PR #205, opened 2024-08-21
add containerfile for arm64

jeremychoi:
The difference with the existing Containerfile is the kubectl installation URL.

### DIFF
--- a/containerize/Containerfile.arm64
+++ b/containerize/Containerfile.arm64
@@ -1,0 +1,82 @@
+#####
+# Build RapiDAST image
+#####
+
+# Prepare dependencies
+FROM registry.access.redhat.com/ubi9-minimal AS deps
+
+RUN microdnf install -y tar gzip bzip2 java-11-openjdk nodejs
+
+## ZAP, build and install scanners in advance (more scanners will be added)
+RUN mkdir -p /opt/zap /tmp/zap && \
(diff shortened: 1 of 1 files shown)


sfowl:
Some other options aside from having a second Containerfile could be:
* Use a base image like registry.redhat.io/openshift4/ose-cli-rhel9 which includes kubectl
* Use the output from something like `uname -p` to create the URL for downloading kubectl

sfowl (approved):

cedricbu:
What about Firefox ? does it also require change for ARM ?

cedricbu:
I was looking after my comment, and actually it doesn't look straight forward: 
IIUC, Firefox doesn't release firefox releases for Linux ARM64 (e.g.: https://download-installer.cdn.mozilla.net/pub/firefox/releases/129.0.2/  => only Win ARM64 is present). However, the nightly builds seems to have ARM64 Linux builds : https://download-installer.cdn.mozilla.net/pub/firefox/nightly/2024/08/2024-08-20-21-40-25-mozilla-central/

So I am not sure how to do, but it might be that ARM64 binaries of official releases will come soon.

ZAP is using a Debian base and install Firefox directly using APT. However, this is not possible for us currently (the RHEL UBI doesn't have firefox RPM available, this is why we need to download it manually).

Maybe the short term would be to simply not install Firefox for the ARM image, and find a better solution later ?

jeremychoi:
hold until firefox arm64 for linux is available to download.

PR #209, opened 2024-09-02
Use ZAP's Browser authentication method

cedricbu:
ZAP supports a "browser" authentication system. We are using Firefox-headless to login the user and get a cookie.

It's quite experimental at the moment, but seems to work.

Also added a "requestor" job, to try making sure that ZAP can access the website. However, it currently does not work as expected.

### DIFF
--- a/config/config-template-zap-long.yaml
+++ b/config/config-template-zap-long.yaml
@@ -63,6 +63,15 @@ general:
     #parameters:
     #  name: "cookie name"
     #  value: "cookie value"
+    #
+    # "browser" authenticatoin will use firefox in the background to generate cookies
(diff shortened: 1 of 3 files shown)


jeremychoi (approved):
lgtm

config/config-template-zap-long.yaml
```diff
@@ -63,6 +63,15 @@ general:
     #parameters:
     #  name: "cookie name"
     #  value: "cookie value"
+    #
+    # "browser" authenticatoin will use firefox in the background to generate cookies
```
sfowl, line 67:
```suggestion
    # "browser" authentication will use firefox in the background to generate cookies
```

PR #211, opened 2024-09-13
podman wrapper: uses userns option when possible

cedricbu:
On podman >= 4.3, the --userns keep-id:uid=X,gid=Y option allows to map the current user to a specific container user.

Previous code: we created an entire UID/GID mapping to make this happen

In this change: if podman >= 4.3, we simply use the userns option, otherwise we fallback to the previous workaround.

Also:
- in the workaround: only do the mapping when subUID/subGID are configured.
- Comments improved (hopefully)
- Updated README troubleshooting (errors excepted when subuid/subgid is disabled, and appropriate steps required)

### DIFF
--- a/scanners/podman_wrapper.py
+++ b/scanners/podman_wrapper.py
@@ -92,13 +92,50 @@ class PodmanWrapper:
         self.add_option("--volume", mapping)
 
     def change_user_id(self, runas_uid, runas_gid):
-        """Adds a specific user mapping between host user and user in the podman container.
-        Some containers, such as Zap, focused on docker require this to prevent UID mismatch.
-        This function aims as preparing a specific UID/GID mapping so that a particular UID/GID maps to the host user
+        """
+        Specify a container user ID to which the current user should be mapped to.
+        This is sometimes required because rootless podman uses Linux' subUIDs.
+
+        If podman version >= 4.3, use the `--userns keep-id:uid=X,gid=Y`
+        otherwise, call `change_user_id_workaround()` to manually create a user mapping
+        """
+        logging.info(f"Current user mapped to container user {runas_uid}:{runas_gid}")
+        try:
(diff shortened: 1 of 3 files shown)


cedricbu:
Quick note:
I tried the patch on a recent podman (on 4.9 and 5.2), and it worked. However, I have not tried on an old podman (4.2 and previous) because I don't have such a machine. However, since the code is almost identical, I don't quite expect issues.

I've also updated pytest accordingly

scanners/podman_wrapper.py
```diff
@@ -144,17 +181,33 @@ def change_user_id(self, runas_uid, runas_gid):
...
+        if subuid_size >= runas_uid:
+            self.add_option("--uidmap", f"0:1:{runas_uid}")
+            self.add_option("--uidmap", f"{runas_uid}:0:1")
+            self.add_option(
+                "--uidmap", f"{runas_uid+1}:{runas_uid+1}:{subuid_size-runas_uid}"
+            )
+            logging.debug(
+                "podman enabled UID mapping arguments (using uidmap workaround)"
+            )
+        else:
```
ccronca, line 193: Shouldn't we raise an Exception in this case? This is an unexpected situation, so the execution shouldn't continue, as we are not setting the mapping

cedricbu: Good point. I wasn't sure how to handle various scenario.
If run as root, podman does not need to have subuid enabled, so I just left that as a warning, and podman would fail later on if the user is not root.
So far, I am not aware of rapidast being used as root.
I guess I can raise an exception with a clear explanation and an early fail. If a user requires to use root + podman < 4.3, we can see then.

cedricbu: updated accordingly

jeremychoi:
lgtm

####

→ Your instructions: From the data above, state how many lines hold the string "specific", and give the number without other words.

→ Output of the task: 3